Start of Block

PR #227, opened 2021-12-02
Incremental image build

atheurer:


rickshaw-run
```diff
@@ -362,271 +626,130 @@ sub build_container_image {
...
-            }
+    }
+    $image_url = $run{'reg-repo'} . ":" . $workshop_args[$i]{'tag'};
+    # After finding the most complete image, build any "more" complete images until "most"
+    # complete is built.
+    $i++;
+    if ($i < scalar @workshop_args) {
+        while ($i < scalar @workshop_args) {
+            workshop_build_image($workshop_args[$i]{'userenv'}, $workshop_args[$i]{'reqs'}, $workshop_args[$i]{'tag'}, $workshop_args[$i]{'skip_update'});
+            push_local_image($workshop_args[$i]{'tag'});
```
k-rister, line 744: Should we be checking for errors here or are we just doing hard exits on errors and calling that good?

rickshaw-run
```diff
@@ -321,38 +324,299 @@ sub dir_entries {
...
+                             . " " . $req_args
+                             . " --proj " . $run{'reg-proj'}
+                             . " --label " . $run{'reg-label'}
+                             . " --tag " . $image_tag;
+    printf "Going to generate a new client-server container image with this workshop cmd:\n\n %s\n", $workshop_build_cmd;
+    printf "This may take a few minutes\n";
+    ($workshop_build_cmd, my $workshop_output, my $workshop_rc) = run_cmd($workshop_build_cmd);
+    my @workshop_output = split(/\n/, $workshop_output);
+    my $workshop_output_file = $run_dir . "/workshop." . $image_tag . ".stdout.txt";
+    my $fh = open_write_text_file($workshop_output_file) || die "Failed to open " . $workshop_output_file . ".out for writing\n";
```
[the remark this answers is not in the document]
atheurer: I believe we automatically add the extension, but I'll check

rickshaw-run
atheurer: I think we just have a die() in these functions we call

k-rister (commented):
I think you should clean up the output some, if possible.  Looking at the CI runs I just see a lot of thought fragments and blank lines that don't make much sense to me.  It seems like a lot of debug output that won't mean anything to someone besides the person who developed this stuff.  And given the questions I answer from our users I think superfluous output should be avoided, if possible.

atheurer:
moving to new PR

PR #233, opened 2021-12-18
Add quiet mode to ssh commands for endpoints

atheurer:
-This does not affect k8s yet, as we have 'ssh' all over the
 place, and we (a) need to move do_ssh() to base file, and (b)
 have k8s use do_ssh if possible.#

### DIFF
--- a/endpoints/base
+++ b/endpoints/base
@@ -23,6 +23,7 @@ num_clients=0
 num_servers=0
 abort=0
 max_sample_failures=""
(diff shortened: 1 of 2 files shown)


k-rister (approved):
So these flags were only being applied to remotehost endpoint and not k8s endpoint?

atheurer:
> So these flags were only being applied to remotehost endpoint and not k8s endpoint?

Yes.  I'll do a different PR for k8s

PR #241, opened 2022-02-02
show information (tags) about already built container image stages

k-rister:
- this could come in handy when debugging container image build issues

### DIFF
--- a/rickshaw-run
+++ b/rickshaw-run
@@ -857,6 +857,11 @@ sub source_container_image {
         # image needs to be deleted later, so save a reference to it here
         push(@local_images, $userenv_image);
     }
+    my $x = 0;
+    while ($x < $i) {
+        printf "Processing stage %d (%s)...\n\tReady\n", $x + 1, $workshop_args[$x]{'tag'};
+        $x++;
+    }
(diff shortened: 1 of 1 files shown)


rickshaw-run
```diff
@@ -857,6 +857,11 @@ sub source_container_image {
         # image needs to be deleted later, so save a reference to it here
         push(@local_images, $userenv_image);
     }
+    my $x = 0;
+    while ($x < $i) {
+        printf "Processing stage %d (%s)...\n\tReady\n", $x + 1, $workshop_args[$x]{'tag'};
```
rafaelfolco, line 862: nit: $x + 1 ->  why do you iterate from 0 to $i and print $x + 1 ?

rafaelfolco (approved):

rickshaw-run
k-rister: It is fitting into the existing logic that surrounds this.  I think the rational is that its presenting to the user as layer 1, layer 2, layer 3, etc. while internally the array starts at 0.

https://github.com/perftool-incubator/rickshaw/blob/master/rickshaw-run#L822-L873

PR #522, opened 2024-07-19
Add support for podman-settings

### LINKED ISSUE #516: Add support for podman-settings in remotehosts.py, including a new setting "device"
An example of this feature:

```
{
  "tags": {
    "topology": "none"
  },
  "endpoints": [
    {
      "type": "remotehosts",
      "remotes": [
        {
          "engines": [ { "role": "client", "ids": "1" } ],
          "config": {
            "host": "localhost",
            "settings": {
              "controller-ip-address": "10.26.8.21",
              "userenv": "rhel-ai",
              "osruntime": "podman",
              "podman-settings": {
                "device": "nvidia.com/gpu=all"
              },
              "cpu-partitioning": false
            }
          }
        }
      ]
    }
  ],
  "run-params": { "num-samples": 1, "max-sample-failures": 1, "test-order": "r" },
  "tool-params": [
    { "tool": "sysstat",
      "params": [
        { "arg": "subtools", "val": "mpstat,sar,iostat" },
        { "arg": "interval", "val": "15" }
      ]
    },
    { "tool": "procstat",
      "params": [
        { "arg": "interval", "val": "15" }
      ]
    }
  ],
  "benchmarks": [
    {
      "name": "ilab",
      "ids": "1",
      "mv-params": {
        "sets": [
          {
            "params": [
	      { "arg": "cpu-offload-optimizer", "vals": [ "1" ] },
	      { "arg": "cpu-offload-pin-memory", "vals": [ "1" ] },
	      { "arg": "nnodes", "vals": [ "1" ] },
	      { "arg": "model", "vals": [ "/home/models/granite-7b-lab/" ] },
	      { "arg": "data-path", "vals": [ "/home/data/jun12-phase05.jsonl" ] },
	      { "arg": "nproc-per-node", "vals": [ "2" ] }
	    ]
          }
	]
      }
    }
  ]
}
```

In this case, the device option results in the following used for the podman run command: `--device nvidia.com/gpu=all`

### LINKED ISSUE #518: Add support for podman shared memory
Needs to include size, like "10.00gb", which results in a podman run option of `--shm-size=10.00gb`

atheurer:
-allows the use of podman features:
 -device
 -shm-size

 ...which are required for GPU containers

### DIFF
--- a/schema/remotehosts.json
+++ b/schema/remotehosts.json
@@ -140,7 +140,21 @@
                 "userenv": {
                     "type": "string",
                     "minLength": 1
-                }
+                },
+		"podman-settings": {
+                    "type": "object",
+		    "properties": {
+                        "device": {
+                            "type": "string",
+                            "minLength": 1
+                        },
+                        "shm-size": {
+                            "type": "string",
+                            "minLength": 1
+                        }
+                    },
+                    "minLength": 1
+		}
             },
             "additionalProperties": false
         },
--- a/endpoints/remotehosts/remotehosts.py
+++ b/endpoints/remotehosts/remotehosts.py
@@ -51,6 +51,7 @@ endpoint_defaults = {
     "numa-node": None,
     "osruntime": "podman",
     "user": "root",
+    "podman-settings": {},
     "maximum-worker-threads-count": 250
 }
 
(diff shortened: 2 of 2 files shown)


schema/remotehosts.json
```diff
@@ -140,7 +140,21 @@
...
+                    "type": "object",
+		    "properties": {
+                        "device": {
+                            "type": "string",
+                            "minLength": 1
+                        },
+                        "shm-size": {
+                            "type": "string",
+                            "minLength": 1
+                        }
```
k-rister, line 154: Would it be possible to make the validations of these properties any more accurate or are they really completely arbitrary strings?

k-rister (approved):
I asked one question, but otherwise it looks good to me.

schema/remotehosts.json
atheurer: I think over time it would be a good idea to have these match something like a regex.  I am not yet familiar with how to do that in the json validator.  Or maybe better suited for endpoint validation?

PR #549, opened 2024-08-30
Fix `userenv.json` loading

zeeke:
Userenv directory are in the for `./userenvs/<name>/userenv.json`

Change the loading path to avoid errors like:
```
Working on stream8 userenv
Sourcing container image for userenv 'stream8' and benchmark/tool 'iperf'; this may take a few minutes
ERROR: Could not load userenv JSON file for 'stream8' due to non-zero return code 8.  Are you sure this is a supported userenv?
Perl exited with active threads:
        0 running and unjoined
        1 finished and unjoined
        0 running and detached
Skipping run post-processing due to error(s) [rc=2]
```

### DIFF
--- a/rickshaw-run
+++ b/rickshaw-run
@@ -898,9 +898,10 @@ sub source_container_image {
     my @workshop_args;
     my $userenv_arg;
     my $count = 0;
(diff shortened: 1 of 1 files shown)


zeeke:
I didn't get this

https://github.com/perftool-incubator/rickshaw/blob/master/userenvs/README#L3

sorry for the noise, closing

End of Block
Start of Block

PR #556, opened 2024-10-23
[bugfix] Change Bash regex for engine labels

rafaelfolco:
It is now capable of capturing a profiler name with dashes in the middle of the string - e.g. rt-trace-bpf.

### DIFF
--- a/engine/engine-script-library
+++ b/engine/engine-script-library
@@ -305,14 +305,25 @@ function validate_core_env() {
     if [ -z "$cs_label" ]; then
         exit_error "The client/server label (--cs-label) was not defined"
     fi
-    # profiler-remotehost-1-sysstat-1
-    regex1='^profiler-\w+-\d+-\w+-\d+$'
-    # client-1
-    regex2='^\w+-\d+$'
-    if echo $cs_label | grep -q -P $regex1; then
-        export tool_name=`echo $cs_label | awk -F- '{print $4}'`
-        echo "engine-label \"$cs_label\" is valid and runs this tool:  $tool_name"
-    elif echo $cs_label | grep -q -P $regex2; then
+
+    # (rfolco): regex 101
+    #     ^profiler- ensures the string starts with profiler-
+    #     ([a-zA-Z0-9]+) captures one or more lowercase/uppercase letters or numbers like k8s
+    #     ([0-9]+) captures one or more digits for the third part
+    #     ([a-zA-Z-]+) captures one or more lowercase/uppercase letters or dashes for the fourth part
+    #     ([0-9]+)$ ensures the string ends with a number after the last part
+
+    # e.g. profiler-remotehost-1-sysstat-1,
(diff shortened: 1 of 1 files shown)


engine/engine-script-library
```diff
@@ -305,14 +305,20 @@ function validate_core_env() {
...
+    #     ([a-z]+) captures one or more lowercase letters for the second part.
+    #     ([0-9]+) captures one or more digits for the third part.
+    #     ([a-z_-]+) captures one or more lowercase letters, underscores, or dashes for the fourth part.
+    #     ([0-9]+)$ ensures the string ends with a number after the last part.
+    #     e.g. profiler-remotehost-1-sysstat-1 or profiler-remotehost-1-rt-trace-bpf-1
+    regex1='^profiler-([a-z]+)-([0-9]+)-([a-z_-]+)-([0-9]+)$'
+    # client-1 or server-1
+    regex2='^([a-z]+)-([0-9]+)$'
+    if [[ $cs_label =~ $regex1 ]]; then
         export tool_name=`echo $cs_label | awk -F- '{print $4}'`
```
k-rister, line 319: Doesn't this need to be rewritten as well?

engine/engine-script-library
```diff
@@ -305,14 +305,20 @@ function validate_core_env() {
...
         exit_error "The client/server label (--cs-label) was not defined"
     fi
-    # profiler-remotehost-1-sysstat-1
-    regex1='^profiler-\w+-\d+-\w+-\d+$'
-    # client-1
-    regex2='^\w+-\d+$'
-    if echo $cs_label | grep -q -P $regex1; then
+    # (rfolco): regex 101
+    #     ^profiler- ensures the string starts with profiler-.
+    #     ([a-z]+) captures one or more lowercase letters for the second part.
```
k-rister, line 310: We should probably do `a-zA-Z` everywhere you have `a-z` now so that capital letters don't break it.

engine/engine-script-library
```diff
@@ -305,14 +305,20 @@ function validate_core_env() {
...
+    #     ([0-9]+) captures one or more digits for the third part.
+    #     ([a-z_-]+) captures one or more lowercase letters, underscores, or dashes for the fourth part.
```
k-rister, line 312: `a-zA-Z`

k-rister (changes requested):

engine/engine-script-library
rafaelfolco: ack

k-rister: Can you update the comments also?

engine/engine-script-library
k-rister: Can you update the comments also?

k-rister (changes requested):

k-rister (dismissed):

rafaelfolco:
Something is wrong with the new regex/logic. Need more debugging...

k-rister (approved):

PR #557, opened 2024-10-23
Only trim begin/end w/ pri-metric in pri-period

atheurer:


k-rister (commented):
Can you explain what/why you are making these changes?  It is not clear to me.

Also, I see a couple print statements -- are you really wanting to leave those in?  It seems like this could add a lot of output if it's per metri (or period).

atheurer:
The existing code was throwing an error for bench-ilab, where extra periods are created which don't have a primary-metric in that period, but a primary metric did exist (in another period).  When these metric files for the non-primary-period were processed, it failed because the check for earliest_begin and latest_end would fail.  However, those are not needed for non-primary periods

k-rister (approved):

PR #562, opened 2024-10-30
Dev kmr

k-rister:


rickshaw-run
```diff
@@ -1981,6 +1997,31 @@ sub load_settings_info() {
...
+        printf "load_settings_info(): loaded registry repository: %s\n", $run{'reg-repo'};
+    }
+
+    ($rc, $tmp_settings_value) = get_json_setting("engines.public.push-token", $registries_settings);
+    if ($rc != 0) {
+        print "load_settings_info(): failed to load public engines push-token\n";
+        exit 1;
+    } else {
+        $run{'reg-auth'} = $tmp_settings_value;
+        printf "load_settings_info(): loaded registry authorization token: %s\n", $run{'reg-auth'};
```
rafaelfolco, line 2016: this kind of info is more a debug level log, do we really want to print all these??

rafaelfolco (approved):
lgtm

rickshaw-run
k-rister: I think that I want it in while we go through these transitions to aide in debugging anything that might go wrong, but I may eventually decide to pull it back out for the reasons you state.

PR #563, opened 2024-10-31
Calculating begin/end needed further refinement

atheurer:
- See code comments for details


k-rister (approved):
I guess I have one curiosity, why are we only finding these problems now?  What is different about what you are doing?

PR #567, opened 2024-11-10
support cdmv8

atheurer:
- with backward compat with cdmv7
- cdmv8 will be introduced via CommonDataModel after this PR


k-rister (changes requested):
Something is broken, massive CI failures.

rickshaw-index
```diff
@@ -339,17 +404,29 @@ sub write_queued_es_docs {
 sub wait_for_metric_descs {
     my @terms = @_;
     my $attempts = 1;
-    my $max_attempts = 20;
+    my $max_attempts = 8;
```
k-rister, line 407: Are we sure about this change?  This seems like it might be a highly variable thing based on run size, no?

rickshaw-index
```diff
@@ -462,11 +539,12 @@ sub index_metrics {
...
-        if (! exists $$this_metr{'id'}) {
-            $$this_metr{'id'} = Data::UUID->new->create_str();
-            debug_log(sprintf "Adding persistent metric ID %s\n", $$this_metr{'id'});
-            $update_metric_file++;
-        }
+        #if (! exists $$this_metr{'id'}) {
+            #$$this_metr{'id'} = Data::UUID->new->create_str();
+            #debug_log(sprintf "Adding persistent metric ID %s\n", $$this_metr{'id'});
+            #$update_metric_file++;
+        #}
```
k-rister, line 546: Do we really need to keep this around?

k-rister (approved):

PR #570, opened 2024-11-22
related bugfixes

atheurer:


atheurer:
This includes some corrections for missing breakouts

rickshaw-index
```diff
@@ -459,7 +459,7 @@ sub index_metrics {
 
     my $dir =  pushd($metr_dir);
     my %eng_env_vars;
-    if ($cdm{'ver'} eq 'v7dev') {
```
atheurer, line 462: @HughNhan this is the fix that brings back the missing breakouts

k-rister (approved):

End of Block

§ **Problem requirements**: Out of the records above, pull each line containing the word "unjoined".

§ **Answer space**:
        0 running and unjoined
        1 finished and unjoined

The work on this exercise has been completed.